*Description of the task:*
Using the word "locally" as the filter, copy each matching line from the records.

*Source records:*
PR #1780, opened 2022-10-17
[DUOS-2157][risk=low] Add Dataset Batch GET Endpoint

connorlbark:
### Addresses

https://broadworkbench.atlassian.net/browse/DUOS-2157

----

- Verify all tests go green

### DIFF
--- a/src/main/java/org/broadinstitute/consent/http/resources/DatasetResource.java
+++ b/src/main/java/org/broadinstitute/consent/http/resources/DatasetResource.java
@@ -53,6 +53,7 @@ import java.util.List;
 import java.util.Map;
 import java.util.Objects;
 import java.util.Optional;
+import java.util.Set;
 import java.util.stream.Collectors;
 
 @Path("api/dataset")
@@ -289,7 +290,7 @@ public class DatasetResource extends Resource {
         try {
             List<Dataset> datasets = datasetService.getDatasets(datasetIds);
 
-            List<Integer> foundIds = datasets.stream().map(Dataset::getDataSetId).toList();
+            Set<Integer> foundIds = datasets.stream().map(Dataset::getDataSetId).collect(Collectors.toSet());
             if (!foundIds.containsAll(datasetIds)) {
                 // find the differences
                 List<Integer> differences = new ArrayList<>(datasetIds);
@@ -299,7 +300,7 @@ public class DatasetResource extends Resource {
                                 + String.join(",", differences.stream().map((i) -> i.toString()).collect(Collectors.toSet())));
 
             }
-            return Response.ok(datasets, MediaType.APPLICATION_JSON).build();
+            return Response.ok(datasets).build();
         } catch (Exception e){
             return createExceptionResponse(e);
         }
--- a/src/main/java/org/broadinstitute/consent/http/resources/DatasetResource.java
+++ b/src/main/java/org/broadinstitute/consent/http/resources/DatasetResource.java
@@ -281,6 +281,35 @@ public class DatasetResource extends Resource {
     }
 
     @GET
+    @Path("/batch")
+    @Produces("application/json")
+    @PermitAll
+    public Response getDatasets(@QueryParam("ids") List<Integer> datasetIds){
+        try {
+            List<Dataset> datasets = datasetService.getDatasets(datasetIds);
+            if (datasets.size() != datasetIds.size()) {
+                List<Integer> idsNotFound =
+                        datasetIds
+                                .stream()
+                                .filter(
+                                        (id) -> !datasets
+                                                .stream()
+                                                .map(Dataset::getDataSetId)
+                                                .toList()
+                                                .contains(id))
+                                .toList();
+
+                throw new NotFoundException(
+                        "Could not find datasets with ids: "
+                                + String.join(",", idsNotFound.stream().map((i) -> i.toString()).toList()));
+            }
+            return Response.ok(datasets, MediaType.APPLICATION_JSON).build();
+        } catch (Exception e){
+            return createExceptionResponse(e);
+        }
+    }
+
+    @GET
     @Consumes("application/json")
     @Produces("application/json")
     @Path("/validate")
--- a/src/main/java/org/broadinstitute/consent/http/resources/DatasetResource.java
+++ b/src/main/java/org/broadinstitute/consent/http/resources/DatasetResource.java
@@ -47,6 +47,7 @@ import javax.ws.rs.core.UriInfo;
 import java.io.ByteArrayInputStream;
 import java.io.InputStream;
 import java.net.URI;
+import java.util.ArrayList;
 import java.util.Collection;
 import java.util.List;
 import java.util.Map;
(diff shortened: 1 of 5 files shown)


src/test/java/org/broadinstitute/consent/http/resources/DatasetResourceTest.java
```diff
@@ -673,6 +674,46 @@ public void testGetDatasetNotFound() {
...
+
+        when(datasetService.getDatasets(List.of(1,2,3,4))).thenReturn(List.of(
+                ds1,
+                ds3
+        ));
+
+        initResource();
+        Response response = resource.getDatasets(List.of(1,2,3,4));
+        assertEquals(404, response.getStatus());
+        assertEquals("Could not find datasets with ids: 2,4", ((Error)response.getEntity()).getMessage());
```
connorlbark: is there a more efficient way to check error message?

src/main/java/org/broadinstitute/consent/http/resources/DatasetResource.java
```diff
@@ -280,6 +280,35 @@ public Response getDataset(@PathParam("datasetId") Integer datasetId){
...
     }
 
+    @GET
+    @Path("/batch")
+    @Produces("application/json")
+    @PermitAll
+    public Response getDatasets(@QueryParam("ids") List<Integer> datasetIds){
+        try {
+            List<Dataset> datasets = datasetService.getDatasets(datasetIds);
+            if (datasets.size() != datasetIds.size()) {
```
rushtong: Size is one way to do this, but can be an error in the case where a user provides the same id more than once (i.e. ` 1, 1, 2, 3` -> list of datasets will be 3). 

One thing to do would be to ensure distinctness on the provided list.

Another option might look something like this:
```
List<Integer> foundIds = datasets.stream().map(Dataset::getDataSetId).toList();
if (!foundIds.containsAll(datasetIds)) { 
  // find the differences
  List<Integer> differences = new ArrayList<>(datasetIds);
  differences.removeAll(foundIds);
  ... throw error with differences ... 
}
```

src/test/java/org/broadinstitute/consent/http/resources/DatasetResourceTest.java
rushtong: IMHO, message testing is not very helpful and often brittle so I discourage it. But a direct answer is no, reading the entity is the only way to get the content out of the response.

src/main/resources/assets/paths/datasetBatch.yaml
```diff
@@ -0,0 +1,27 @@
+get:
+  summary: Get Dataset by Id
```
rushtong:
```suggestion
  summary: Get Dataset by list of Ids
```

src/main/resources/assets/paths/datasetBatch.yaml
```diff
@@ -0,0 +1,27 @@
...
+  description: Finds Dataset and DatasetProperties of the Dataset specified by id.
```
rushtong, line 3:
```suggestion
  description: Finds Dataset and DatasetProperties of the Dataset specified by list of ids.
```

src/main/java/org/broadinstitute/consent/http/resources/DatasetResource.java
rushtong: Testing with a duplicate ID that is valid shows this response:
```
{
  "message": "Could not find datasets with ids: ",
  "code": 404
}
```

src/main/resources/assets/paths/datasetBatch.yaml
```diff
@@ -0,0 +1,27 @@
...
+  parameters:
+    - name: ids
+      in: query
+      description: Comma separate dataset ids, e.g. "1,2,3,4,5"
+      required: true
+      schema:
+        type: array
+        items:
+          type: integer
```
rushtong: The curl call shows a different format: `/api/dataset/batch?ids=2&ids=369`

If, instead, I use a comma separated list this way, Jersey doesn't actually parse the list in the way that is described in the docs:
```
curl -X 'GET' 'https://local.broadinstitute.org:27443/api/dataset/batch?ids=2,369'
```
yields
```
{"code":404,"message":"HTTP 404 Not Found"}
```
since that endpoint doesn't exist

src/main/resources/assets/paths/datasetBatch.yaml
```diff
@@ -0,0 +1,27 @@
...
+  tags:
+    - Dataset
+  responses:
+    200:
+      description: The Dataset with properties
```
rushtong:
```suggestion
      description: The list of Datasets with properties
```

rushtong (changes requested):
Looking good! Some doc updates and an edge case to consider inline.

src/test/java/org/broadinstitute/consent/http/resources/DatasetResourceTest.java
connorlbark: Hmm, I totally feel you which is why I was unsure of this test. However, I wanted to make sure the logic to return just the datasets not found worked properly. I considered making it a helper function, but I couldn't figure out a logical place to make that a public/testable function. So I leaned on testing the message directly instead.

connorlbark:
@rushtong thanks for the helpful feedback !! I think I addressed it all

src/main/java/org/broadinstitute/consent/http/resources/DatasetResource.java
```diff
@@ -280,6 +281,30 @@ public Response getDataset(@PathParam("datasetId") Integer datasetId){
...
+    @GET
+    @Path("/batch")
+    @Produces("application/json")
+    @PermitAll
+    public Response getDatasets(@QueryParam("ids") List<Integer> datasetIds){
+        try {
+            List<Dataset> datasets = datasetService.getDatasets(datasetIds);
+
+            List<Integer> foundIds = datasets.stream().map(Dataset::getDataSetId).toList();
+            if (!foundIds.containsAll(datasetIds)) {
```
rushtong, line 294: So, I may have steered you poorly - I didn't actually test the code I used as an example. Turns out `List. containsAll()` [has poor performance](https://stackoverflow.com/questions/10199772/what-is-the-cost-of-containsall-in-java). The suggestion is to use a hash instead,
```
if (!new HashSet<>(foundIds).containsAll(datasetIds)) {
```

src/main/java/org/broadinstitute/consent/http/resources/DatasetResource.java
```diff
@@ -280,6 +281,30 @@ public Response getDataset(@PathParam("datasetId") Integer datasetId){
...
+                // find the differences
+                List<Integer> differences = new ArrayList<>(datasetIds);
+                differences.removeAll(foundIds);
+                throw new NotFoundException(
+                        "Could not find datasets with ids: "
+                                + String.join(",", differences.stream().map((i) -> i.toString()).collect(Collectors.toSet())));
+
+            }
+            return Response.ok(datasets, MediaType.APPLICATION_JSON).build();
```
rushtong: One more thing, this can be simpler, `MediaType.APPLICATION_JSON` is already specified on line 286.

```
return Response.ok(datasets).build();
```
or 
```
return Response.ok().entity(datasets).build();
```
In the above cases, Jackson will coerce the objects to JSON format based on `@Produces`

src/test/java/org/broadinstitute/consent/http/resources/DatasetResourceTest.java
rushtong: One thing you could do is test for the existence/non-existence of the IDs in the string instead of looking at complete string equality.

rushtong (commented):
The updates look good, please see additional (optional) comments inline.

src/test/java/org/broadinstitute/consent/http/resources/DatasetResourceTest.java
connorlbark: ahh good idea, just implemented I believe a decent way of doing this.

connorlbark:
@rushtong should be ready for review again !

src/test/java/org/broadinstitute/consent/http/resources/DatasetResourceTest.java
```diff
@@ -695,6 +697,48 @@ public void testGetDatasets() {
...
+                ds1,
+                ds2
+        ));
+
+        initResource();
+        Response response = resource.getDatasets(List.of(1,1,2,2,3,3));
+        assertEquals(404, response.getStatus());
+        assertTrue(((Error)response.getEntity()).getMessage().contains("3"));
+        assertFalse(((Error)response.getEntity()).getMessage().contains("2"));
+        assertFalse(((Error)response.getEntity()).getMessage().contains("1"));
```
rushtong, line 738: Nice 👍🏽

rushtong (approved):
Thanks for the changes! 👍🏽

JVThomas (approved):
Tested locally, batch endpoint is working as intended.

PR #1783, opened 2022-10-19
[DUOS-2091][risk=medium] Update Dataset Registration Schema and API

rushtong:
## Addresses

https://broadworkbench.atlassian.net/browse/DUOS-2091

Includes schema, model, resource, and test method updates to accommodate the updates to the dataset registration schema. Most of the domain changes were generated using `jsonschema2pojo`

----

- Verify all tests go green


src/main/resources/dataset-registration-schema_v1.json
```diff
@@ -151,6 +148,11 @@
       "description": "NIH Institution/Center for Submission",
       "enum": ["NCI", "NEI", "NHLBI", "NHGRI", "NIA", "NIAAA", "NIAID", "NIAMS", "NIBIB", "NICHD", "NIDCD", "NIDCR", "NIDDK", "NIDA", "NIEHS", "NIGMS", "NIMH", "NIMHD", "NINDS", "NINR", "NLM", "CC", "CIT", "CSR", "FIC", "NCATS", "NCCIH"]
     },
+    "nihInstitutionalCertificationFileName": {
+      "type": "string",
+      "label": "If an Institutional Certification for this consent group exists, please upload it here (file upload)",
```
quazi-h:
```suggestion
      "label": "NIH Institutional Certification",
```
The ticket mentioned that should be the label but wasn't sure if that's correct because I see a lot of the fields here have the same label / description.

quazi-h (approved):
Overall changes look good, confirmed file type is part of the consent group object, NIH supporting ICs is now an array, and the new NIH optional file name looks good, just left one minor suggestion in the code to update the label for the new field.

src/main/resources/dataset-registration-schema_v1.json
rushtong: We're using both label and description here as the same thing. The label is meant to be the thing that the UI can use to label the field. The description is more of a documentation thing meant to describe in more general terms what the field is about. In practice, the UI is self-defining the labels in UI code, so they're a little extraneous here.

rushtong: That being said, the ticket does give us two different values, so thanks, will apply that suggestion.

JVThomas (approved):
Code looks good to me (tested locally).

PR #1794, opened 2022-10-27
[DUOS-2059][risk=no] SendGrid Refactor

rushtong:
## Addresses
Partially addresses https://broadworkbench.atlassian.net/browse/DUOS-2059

*Output for this exercise:*
Tested locally, batch endpoint is working as intended.
Code looks good to me (tested locally).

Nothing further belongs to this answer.